Mit viel Hingabe wurden die sehnsüchtig erhofften Geschenke notiert und die Blätter oft noch liebevoll verziert.
Witzmann, Nora, Dagmar Butterweck u. a.: Weihnachten - noch Fragen? Wien: Österreichisches Museum für Volkskunde 2012.
Während der hochindustriellen Phase musste die Himmelspost bis zum 15. Dezember auf der Fensterbank der Kinderstube platziert werden, wenn Zinnsoldaten, Puppen und Schaukelpferde an Heiligabend unter dem Christbaum liegen sollten.
Seit den Anfängen hat sich in Sachen Wunschzettelschreiben wenig verändert.
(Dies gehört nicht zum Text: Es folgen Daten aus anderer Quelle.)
PR #3673, opened 2024-11-01
Move all monitoring.py logging to lazy format style

benclifford:
The is based on a review comment from @khk-globus on PR #3672

# Changed Behaviour

logging formatting *should* come out the same but maybe not

## Type of change

- Code maintenance/cleanup

### DIFF
--- a/parsl/monitoring/monitoring.py
+++ b/parsl/monitoring/monitoring.py
@@ -288,6 +288,6 @@ def filesystem_receiver(logdir: str, q: "queue.Queue[TaggedMonitoringMessage]", 
                 q.put(cast(TaggedMonitoringMessage, message))
                 os.remove(full_path_filename)
             except Exception:
-                logger.exception("Exception processing %s  - probably will be retried next iteration", filename)
+                logger.exception("Exception processing %s - probably will be retried next iteration", filename)
 
         time.sleep(1)  # whats a good time for this poll?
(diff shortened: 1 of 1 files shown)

Außer vielleicht, dass mit Einführung der gesamtdeutschen Schulpflicht³ im Jahre 1919 auch Bauern- und Arbeiterkinder damit begannen, Briefe an den christlichen Gabenbringer zu verfassen.
Im Freistaat Preußen wurde eventuell noch der Weihnachtsmann als Empfänger⁴ adressiert, bis das goldblonde Christkind ab 1933 die nationalsozialistische Volksweihnacht endgültig dominierte.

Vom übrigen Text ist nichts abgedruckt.